On Fri, Aug 20, 2021 at 6:22 AM NeilBrown <neilb@suse.de> wrote:
>
> On Thu, 19 Aug 2021, Amir Goldstein wrote:
> > On Mon, Aug 16, 2021 at 1:21 AM NeilBrown <neilb@suse.de> wrote:
> > >
> > > There are a few ways to handle this more gracefully.
> > >
> > > 1/ We could get btrfs to hand out new filehandles as well as new inode
> > > numbers, but still accept the old filehandles.  Then we could make the
> > > inode number reported be based on the filehandle.  This would be nearly
> > > seamless but rather clumsy to code.  I'm not *very* keen on this idea,
> > > but it is worth keeping in mind.
> > >
> >
> > So objects would change their inode number after nfs inode cache is
> > evicted and while nfs filesystem is mounted.

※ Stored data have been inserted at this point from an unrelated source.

PR #7826, opened 2021-11-03
Upgrade to F34 in Gating

Mab879:
#### Description:

Move to Fedora 34 for gating

#### Rationale:

F33 will EOL soon.

### DIFF
--- a/.github/workflows/gate.yaml
+++ b/.github/workflows/gate.yaml
@@ -108,3 +108,36 @@ jobs:
       - name: Test
         run: ctest -j2 --output-on-failure -E unique-stigids
         working-directory: ./build
+
+  validate-fedora-rawhide:
+    name: Build, Test on Fedora Rawhide (Container)
+    runs-on: ubuntu-latest
+    container:
+      image: fedora:rawhide
+    steps:
+      -   name: Install Deps
+          run: dnf install -y cmake make openscap-utils python3-pyyaml python3-jinja2 bats python3-pytest python3-pytest-cov ansible python3-pip
+      -   name: Install deps python
+          run: pip install ruamel.yaml yamlpath
+      -   name: Checkout
+          uses: actions/checkout@v2
+      -   name: Build
+          run: |-
+            ./build_product \
+                chromium \
+                fedora \
+                firefox \
+                fuse6 \
+                rhcos4 \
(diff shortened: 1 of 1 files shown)


Mab879:
The issue in F35 appears to relate to Jinja2 3.0.x release.

.github/workflows/gate.yaml
```diff
@@ -75,10 +75,10 @@ jobs:
         working-directory: ./build
 
   validate-fedora:
-    name: Build, Test on Fedora 33 (Container)
+    name: Build, Test on Fedora 34 (Container)
```
yuumasato, line 78: When the job name changes the required test name in the project's settings need to be changed as well.
Should we remove the version from the name of the job?

Mab879: Sounds like a decent plan to me.

evgenyz: It will make it less obvious which F was used to execute the test. I'm not insisting if people who work with the content closer than me are not against this change, just explaining my decision to include it there in the first place.

evgenyz: NB: We could probably benefit from having a rolling Rawhide-based *optional* test to embrace things to come.

Mab879: Keeping it in the title is fine. Its only a once every month or year change. 

I have also added a raw hide test. However, that will fail since we not compatible with the new version of Jinja.

jan-cerny:
@Mab879 @yuumasato Is there anything that blocks us from merging?

yuumasato:
> @Mab879 @yuumasato Is there anything that blocks us from merging?

@jan-cerny I think this PR is good to go.
The only thing preventing merge is updating the Test this repo considers required, F34 instead of F33.
Changing the setting will probably require that F34 test be ran again on open PRs, but I think this wlll require a rebase of the PRs....

I think this will also affect the stabilization branch, as it won't have the F34 job configured.
We can schedule the gating switch to F34 after the release is done on Nov 25th.
Thoughts?

Mab879:
Is there a way we can mark the Rawhide job as as optional/allowed to fail? There is issue with the new Jinja in F35+ that seems to be causing some issues for us.

yuumasato (approved):

PR #7829, opened 2021-11-04
OCP/PCI-DSS: Add responses for Req-6.1 and Req-6.2

JAORMX:
Req-6.1 is an organizational control and therefore not applicable to OpenShift.

Req-6.2 can be met (in a way) inherently because OpenShift offers automatic
updates for both the platform and operators.


sherine-k (approved):

jhrozek (approved):
LGTM

PR #7832, opened 2021-11-04
Implemented buildsystem profiling

j-ode:
#### Description:

- For developers to be able to see how their changes affect the speed of the buildsystem, we need some sort of a profiling tool. I created the build_profiler.sh and build_profiler_report.py scripts located in the utils folder to make this a simple process.
- These tools run automatically from the .build_product script located in the content folder simply by adding the '-p' or '--profiling' flag. The build is then done using ninja with jobs limited to 1 and the output is saved in a .ninja_log, which is then placed in the .build_profiling directory inside a directory named after the products that were built. The file is numbered starting from 0 (the baseline reading).
- After that, the .build_profiler_report.py script is called with the logfile name and it parses the data from it and prints it to the CLI. It also creates a .webtreemap file, which is then used to generate an HTML file with the same number as the logfile. This interactive HTML can be used to quickly see what are the biggest items prolonging the build time. 

#### Rationale:

- We need a way to
1. See what build targets take the most time to finish
2. What changes to the build time did our code cause
and this tool helps with that.

### DIFF
--- a/build_product
+++ b/build_product
@@ -10,6 +10,7 @@
 # ARG_OPTIONAL_BOOLEAN([ansible-playbooks],[],[Build Ansible Playbooks for every profile],[on])
 # ARG_OPTIONAL_BOOLEAN([bash-scripts],[],[Build Bash remediation scripts for every profile],[on])
 # ARG_OPTIONAL_BOOLEAN([datastream-only],[],[Build the datastream only. Do not build any of the guides, tables, etc],[off])
+# ARG_OPTIONAL_BOOLEAN([profiling],[p],[Use ninja and call the build_profiler.sh util],[off])
 # ARG_USE_ENV([ADDITIONAL_CMAKE_OPTIONS],[],[Whitespace-separated string of arguments to pass to CMake])
 # ARG_POSITIONAL_INF([product],[Products to build, ALL means all products],[0],[ALL])
 # ARG_DEFAULTS_POS([])
@@ -59,7 +60,7 @@ builder_type()
 
 begins_with_short_option()
 {
-	local first_option all_short_options='objh'
+	local first_option all_short_options='objph'
 	first_option="${1:0:1}"
 	test "$all_short_options" = "${all_short_options/$first_option/}" && return 1 || return 0
 }
@@ -82,7 +83,7 @@ _arg_profiling="off"
 print_help()
 {
 	printf '%s\n' "Wipes out contents of the 'build' directory and builds only and only the given products."
-	printf 'Usage: %s [-o|--oval <VERSION>] [-b|--builder <BUILDER>] [-j|--jobs <arg>] [--(no-)debug] [--(no-)derivatives] [--(no-)ansible-playbooks] [--(no-)bash-scripts] [--(no-)datastream-only] [-h|--help] [<product-1>] ... [<product-n>] ...\n' "$0"
+	printf 'Usage: %s [-o|--oval <VERSION>] [-b|--builder <BUILDER>] [-j|--jobs <arg>] [--(no-)debug] [--(no-)derivatives] [--(no-)ansible-playbooks] [--(no-)bash-scripts] [--(no-)datastream-only] [-p|--(no-)profiling] [-h|--help] [<product-1>] ... [<product-n>] ...\n' "$0"
 	printf '\t%s\n' "<product>: Products to build, ALL means all products (defaults for <product>: 'ALL')"
 	printf '\t%s\n' "-o, --oval: OVAL version. Can be one of: '5.10', '5.11' and 'auto' (default: 'auto')"
 	printf '\t%s\n' "-b, --builder: Builder engine. Can be one of: 'make', 'ninja' and 'auto' (default: 'auto')"
@@ -92,8 +93,8 @@ print_help()
 	printf '\t%s\n' "--ansible-playbooks, --no-ansible-playbooks: Build Ansible Playbooks for every profile (on by default)"
 	printf '\t%s\n' "--bash-scripts, --no-bash-scripts: Build Bash remediation scripts for every profile (on by default)"
 	printf '\t%s\n' "--datastream-only, --no-datastream-only: Build the datastream only. Do not build any of the guides, tables, etc (off by default)"
+	printf '\t%s\n' "-p, --profiling, --no-profiling: Use ninja and call the build_profiler.sh util (off by default)"
 	printf '\t%s\n' "-h, --help: Prints help"
-	printf '\t%s\n' "-p, --profiling: Use ninja and call the build_profiler.sh util"
 	printf '\nEnvironment variables that are supported:\n'
 	printf '\t%s\n' "ADDITIONAL_CMAKE_OPTIONS: Whitespace-separated string of arguments to pass to CMake."
 
@@ -160,6 +161,18 @@ parse_commandline()
 				_arg_datastream_only="on"
 				test "${1:0:5}" = "--no-" && _arg_datastream_only="off"
 				;;
+			-p|--no-profiling|--profiling)
+				_arg_profiling="on"
+				test "${1:0:5}" = "--no-" && _arg_profiling="off"
+				;;
+			-p*)
+				_arg_profiling="on"
+				_next="${_key##-p}"
+				if test -n "$_next" -a "$_next" != "$_key"
+				then
+					{ begins_with_short_option "$_next" && shift && set -- "-p" "-${_next}" "$@"; } || die "The short option '$_key' can't be decomposed to ${_key:0:2} and -${_key:2}, because ${_key:0:2} doesn't accept value and '-${_key:2:1}' doesn't correspond to a short option."
+				fi
+				;;
 			-h|--help)
 				print_help
 				exit 0
@@ -167,9 +180,6 @@ parse_commandline()
 			-h*)
 				print_help
 				exit 0
-				;;
-			-p|--profiling)
-				_arg_profiling="on"
 				;;
 			*)
 				_last_positional="$1"
--- a/build_product
+++ b/build_product
@@ -76,6 +76,7 @@ _arg_derivatives="off"
 _arg_ansible_playbooks="on"
 _arg_bash_scripts="on"
 _arg_datastream_only="off"
+_arg_profiling="off"
 
 
 print_help()
@@ -92,6 +93,7 @@ print_help()
 	printf '\t%s\n' "--bash-scripts, --no-bash-scripts: Build Bash remediation scripts for every profile (on by default)"
 	printf '\t%s\n' "--datastream-only, --no-datastream-only: Build the datastream only. Do not build any of the guides, tables, etc (off by default)"
 	printf '\t%s\n' "-h, --help: Prints help"
+	printf '\t%s\n' "-p, --profiling: Use ninja and call the build_profiler.sh util"
 	printf '\nEnvironment variables that are supported:\n'
 	printf '\t%s\n' "ADDITIONAL_CMAKE_OPTIONS: Whitespace-separated string of arguments to pass to CMake."
 
@@ -165,6 +167,9 @@ parse_commandline()
 			-h*)
 				print_help
 				exit 0
+				;;
+			-p|--profiling)
+				_arg_profiling="on"
 				;;
 			*)
 				_last_positional="$1"
@@ -336,10 +341,13 @@ test "$_arg_debug" = on && build_type_option="-DCMAKE_BUILD_TYPE=Debug"
 jobs="$_arg_jobs"
 test "$jobs" = auto && jobs=$cores
 
-if test "$_arg_builder" = make; then
-	build_with_make
+if test "$_arg_profiling" = on; then
+	build_with_ninja
+	jobs=1
 elif test "$_arg_builder" = ninja; then
 	build_with_ninja
+elif test "$_arg_builder" = make; then
+	build_with_make
 else
 	autodetect_builder
 fi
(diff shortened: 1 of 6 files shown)


utils/build_profiler.sh
```diff
@@ -0,0 +1,70 @@
...
+    >&2 echo "Changing to the $product_string directory failed"
+    exit 1
+fi
+
+# Set log_number
+if [ -f "0.ninja_log" ]; then
+    # set log number to the number of the latest log file and add 1
+    log_number=$(ls *.ninja_log | cut -d'.' -f1 | sort -rn | head -n 1)
+    ((log_number=log_number+1))
+    echo "-----\nComparing logfile $log_number to baseline 0..."
```
jan-cerny, line 45: This will print the `\n` literally instead of a newline. You should use `echo -e` or maybe `printf`.

utils/build_profiler_report.py
```diff
@@ -0,0 +1,166 @@
...
+
+    # sort targets by % taken of build time
+    temp = {k: v for k, v in sorted(CurrentDict.items(), key=lambda item: item[1], reverse=True)}
+    CurrentDict = temp
+
+    for target in CurrentDict.keys():
+        # percentage of build time that the target took
+        perc = CurrentDict[target]/total_time_current * 100
+
+        # difference between perc in current and in baseline
```
jan-cerny, line 97: Maybe a difference in seconds would be more interesting or interesting as well?

utils/build_profiler_report.py
```diff
@@ -0,0 +1,166 @@
...
+def PrintReport(CurrentDict: dict, BaselineDict: dict = None) -> None:
+    """Print report with results of profiling to stdout"""
+
+    # If the targets have changed between baseline and current, we are using total_time_intersect
+    # to calculate delta (ratio of durations of targets) instead of total_time
+    if BaselineDict and BaselineDict.keys() != CurrentDict.keys():
+        print("Warning: the targets in the current logfile differ from those in the baseline\
+             logfile; therefore the Δ delta is calculated without taking the added/removed\
+                  targets into consideration. If the added/removed targets modify the behavior of\
+                      targets in both logfiles, the Δ delta may not make sense.\n-----")
```
jan-cerny, line 75: Coding style! You don't have to use `\` if you're inside parenthesis, you can put `"` at the end of the line, and then `"` at the beginning of the new line (after leading spaces), and the strings will get concatenated.

utils/build_profiler_report.py
```diff
@@ -0,0 +1,166 @@
...
+        delta = 0
+        if BaselineDict:
+            if target_mismatch:
+                if target in BaselineDict.keys():
+                    delta = CurrentDict[target]/total_time_current_intersect * 100 - \
+                        BaselineDict[target]/total_time_baseline_intesect * 100
+
+            else:
+                delta = perc - (BaselineDict[target]/total_time_baseline * 100)
+
```
jan-cerny, line 107: Try to extract this to a function.

build_product
```diff
@@ -166,6 +168,9 @@ parse_commandline()
 				print_help
 				exit 0
 				;;
+			-p|--profiling)
```
jan-cerny, line 171: We should add your new feature to the documentation. You can reuse / get inspired by the text that you wrote in the pull request description.

utils/build_profiler.sh
```diff
@@ -0,0 +1,70 @@
...
+
+# parse and compare log files; show results to user
+../../utils/build_profiler_report.py "$log_number.ninja_log"
+if [ ! -f "$log_number.ninja_log.webtreemap" ]; then
+    >&2 echo "utils/build_profiler_report.py failed to create $log_number.ninja_log.webtreemap"
+    exit 1
+fi
+
+# create HTML from .webtreemap file
+webtreemap -o "$log_number.html" < "$log_number.ninja_log.webtreemap"
```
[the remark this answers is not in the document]
jan-cerny: How can I install it?

jan-cerny (commented):
It's amazing. It's better than I expected. I like the idea of comparing 2 builds.

I have only minor problems. 

I recommend focusing on Python coding style.

utils/build_profiler_report.py
```diff
@@ -0,0 +1,166 @@
...
+def FormatTime(t):
+    """Converts a time into a human-readable format"""
+
+    t /= 1000
+    if t < 60:
+        return '%.1fs' % t
+    if t < 60 * 60:
+        return '%dm%.1fs' % (t / 60, t % 60)
+    return '%dh%dm%.1fs' % (t / (60 * 60), t % (60 * 60) / 60, t % 60)
```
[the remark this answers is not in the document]
matejak: A difference between two times is [timedelta](https://docs.python.org/3.8/library/datetime.html#datetime.timedelta) that provides a human-readable string representation that you can't tune, but perhaps it could be good enough.

utils/build_profiler.sh
```diff
@@ -0,0 +1,70 @@
...
+if [ "$#" -ne 1 ]; then
+    echo "build_profiler.sh requires one argument - product_string"
+    exit 1
+fi
+
+product_string="$1"
+
+# Create and change to .build_profiling dir 
+if [ ! -d ".build_profiling" ]; then
+    mkdir .build_profiling
```
matejak, line 12: It is a good idea to have a `die` function defined in your script, and then just to write

```
mkdir .build_profiling || die "Creating the .build_profiling directory failed"
```

utils/build_profiler_report.py
```diff
@@ -0,0 +1,166 @@
...
+    with open(file, 'r') as fp:
+        lines = fp.read().splitlines()
+
+    # {Target: duration} dict
+    TargetDurationDict = {}
+    for line in lines:
+        line = line.split()
+
+        # ToDo - create better comment detection
+        if line[0][0] != '#':
```
matejak, line 17:
```suggestion
        line = line.strip()
        if line.startswith('#'):
            continue
        else:
```

utils/build_profiler_report.py
```diff
@@ -0,0 +1,166 @@
...
+    if t < 60:
+        return '%.1fs' % t
+    if t < 60 * 60:
+        return '%dm%.1fs' % (t / 60, t % 60)
+    return '%dh%dm%.1fs' % (t / (60 * 60), t % (60 * 60) / 60, t % 60)
+
+
+def GenerateWebTreeMap(CurrentDict: dict, BaselineDict: dict) -> None:
+    """Create file for webtreemap to generate an HTML from; if target is new, append _NEW"""
+    with open(sys.argv[1] + ".webtreemap", 'w') as fp:
```
matejak, line 39: Don't force your function to get input from parsing arguments, delegate that to another layer and let that function to accept a string as an input.

utils/build_profiler_report.py
matejak: I would suggest to create a variable holding the message first, and then just print the variable.

Also I would use D or delta instead of the greek capital letter, that way nobody will scratch their heads because of mysterious triangles, and you will avoid potential encoding issues.

utils/build_profiler_report.py
```diff
@@ -0,0 +1,166 @@
...
+
+def main() -> None:
+    # Dict key order used by PrintReport only specified in 3.7.0+
+    if sys.version_info < (3, 7, 0):
+        sys.stderr.write("You need python 3.7 or later to run this script\n")
+        exit(1)
+
+    if len(sys.argv) != 2:
+        print("Incorrect number of arguments")
+        sys.exit(99)
```
matejak, line 152: Simply use argparse, it gives you standardized interface, meaningful separation of code into layers, and help in one package.

utils/build_profiler_report.py
```diff
@@ -0,0 +1,166 @@
...
+
+    # skip loading baseline if we are creating it
+    if sys.argv[1] != "0.ninja_log":
```
matejak, line 155: This looks strange, behavior of the program shouldn't depend on the exact filename.

utils/build_profiler_report.py
j-ode: I don't see the reason for moving this into a function, considering the fact that I would have to pass 7 variables to such function. That would just make the code less readable in my opinion.

jan-cerny:
@j-ode You have marked most of the items as resolved, but you should mark them as resolved only after you push the commits that fix the reviewer's problems or after you persuade them to change their opinion. :smiley:

utils/build_profiler_report.py
```diff
@@ -0,0 +1,166 @@
...
+             logfile; therefore the Δ delta is calculated without taking the added/removed\
+                  targets into consideration. If the added/removed targets modify the behavior of\
+                      targets in both logfiles, the Δ delta may not make sense.\n-----")
+        target_mismatch = True
+        total_time_current_intersect = GetTotalTimeIntersect(CurrentDict, BaselineDict)
+        total_time_baseline_intesect = GetTotalTimeIntersect(BaselineDict, CurrentDict)
+    else:
+        target_mismatch = False
+
+    header = [f'{"Target:":60}', f"{'%':4}", f"{'Δ':5}", f"{'T':8}", f"{'%Δ':5}", "Note"]
```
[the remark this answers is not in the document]
j-ode: The column seems to contain both filenames (rhel8/shorthand.xml) and directory names (rhel8/profiles), so renaming it to filename wouldn't make much sense, so I will keep it as "Target".

utils/build_profiler.sh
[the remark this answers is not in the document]
j-ode: Done, the scripts checks if the command is installed and if not, gives you a hint on how to install it and also gives you the entire command to generate the HTML after you install it.

utils/build_profiler_report.py
j-ode: good idea, the script now prints the difference in seconds as well in addition to the percentage change in time

build_product
j-ode: I added a section called "Profiling the buildsystem" to files 2 and 5 of the documentation, with the former containing a brief overview of how to use the -p|--profiling switch with the build_product script and what it is used for, while the latter contains details on how the two helper scripts build_profiler.sh and build_profiler_report.py actually work.

utils/build_profiler_report.py
j-ode: I delegated the checking for the baseline logfile to the build_profiler.sh script and added a "--baseline" flag to the build_profiler_report.py script which is set by build_profiler.sh if the baseline logfile is missing. When the flag is set, the build_profiler_report.py script does not compare the current logfile to a baseline logfile.

docs/manual/developer/02_building_complianceascode.md
```diff
@@ -446,6 +446,16 @@ ctest -LE quick -j4
 
 Note: CTest does not run [SSG Test Suite](https://github.com/ComplianceAsCode/content/tree/master/tests) which provides simple system of test scenarios for testing profiles and rule remediations.
 
+## Profiling the buildsystem
+
+To make sure your changes don't prolong the time that it takes to build products by using the `build_product` script too much,
```
jan-cerny, line 451: We now prefer style "1 line = 1 sentence", because people won't have to re-wrap when modyfing the text.

utils/build_profiler.sh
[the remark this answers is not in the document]
jan-cerny: Thanks, the message is amazing.

However, I'm new to the javascript applications, so I'm still unable to run it. I have successfully executed `sudo npm i webtreemap`, but then I can't execute the webtreemap command.

```
[jcerny@thinkpad scap-security-guide{pr/7832}]$ webtreemap -o .build_profiling/rhel8/1.html < .build_profiling/rhel8/1.ninja_log.webtreemap
bash: webtreemap: command not found...
```

I assume that some path needs to be added to my environment for the shell to find it. Is that correct? Or how can I enable it?

utils/build_profiler_report.py
```diff
@@ -0,0 +1,199 @@
...
+        if target_mismatch:
+            intersect_time_delta = total_time_current_intersect - total_time_baseline_intesect
+            if abs(intersect_time_delta) < 60:
+                intersect_time_delta = 0
+            intersect_time_delta = format_time(intersect_time_delta)
+            line.append(f'| intersect TD {intersect_time_delta:>8}')
+            intersect_perc_time_delta = (total_time_current_intersect /
+                                         total_time_baseline_intesect) * 100 - 100
+            line.append(f'| intersect %TD {intersect_perc_time_delta:+5.1f}')
+        print(' '.join(line))
```
jan-cerny, line 158: But, for some reason, now I can see everything twice, there are always 2 items that differ only by the name, but they obviously represent the same CMake target. For example

```
/home/jcerny/work/git/scap-security-guide/build/rhel8/collect-remediations-rhel8 |  6.6 |  -0.3 |    16.6s |    -1.4s |  -8.0
rhel8/collect-remediations-rhel8                             |  6.6 |  -0.3 |    16.6s |    -1.4s |  -8.0
```

Have you experienced this?

jan-cerny (commented):
I like it, the coding style improved greatly and the documentation is just amazing!

utils/build_profiler_report.py
jan-cerny: I use cmake-3.22.1-5.fc35.x86_64.

j-ode: To address the comment above (For some reason I can't reply to it), my npm packages get installed in /usr/local/bin, so try adding that to your PATH.

Concerning the duplicate targets, the cmake version shouldn't matter, as the profiling works with ninja. My ninja version is 1.10.2, which is the latest according to https://github.com/ninja-build/ninja/releases. Try running ninja --version and try updating to the latest version.

jan-cerny: Can you point me to some guide/docs? I can see some webtreemap only in /home/jcerny/node_modules/webtreemap but nothing like the in /usr/local/bin.

jan-cerny: my ninja is ninja-build-1.10.2-6.fc35.x86_64

jan-cerny: I have chechekd and it's duplicate also in ninja log. So it doesn't happen for you, right? Why do you think that CMake shouldn't matter? CMake is the system that defines the build targets.

jan-cerny (approved):

PR #7834, opened 2021-11-05
OCP: Ensure `ebs_encryption_enabled_on_machinesets` on AWS only

JAORMX:
Cloud-specific CPEs were recently introduced [1][2], and so, let's take
the AWS one into use so the aforementioned rule will only run on AWS.

As a result, if the rule is ran on Azure or another cloud, it'll be
marked as `NOT-APPLICABLE` in the result.

A subsequent commit will add the GCP and Azure rules to the disk
encryption catch-all rule `machine_volume_encrypted`.

[1] Commit 01b3ecdb84a92630c6f07fd9882a4a1eb4e7afe3
[2] Commit 12eb1bc8d1f3f6e21d45206bed21b185d74e9bb9


sherine-k (approved):
Nice one! 
Didn't know you could do that

Vincent056 (approved):
/lgtm

PR #7838, opened 2021-11-05
Add a POC handling of expressions based on simpleeval

matejak:
The code shows simpleeval parsing an expression into a tree.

That does not sound ideal.
>
> No.  Almost all filehandle lookups happen in the context of some other
> filehandle.  If the provided context is an old-style filehandle, we
> provide an old-style filehandle for the lookup.  There is already code
> in nfsd to support this (as we have in the past changed how filesystems
> are identified).
>

I see. This is nice!
It almost sounds like "inode mapped mounts" :-)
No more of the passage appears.